● **Problem**
Restate the opening lines of the material below word for word, stopping after the line that contains "We also mitigate".

● **Records**
PR #95628, opened 2026-07-09
[ci] Enforce minimumReleaseAge in e2e tests that install external dependencies

bgw:
We also mitigate the security impact of e2e tests by running everything in VMs, and by not reading caches in release jobs, but we should still be using `minimumReleaseAge` in e2e tests.

Ideally we'd also use lockfiles here too, and I'll work on that next, but that is likely a lot more complicated because we probably need some way to merge lockfiles, since we can't pin the next.js and react versions in every test, and we need a reasonable/efficient way to bulk-update all the lockfiles for tests that need it.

● **Task result**
PR #95628, opened 2026-07-09
[ci] Enforce minimumReleaseAge in e2e tests that install external dependencies

bgw:
We also mitigate the security impact of e2e tests by running everything in VMs, and by not reading caches in release jobs, but we should still be using `minimumReleaseAge` in e2e tests.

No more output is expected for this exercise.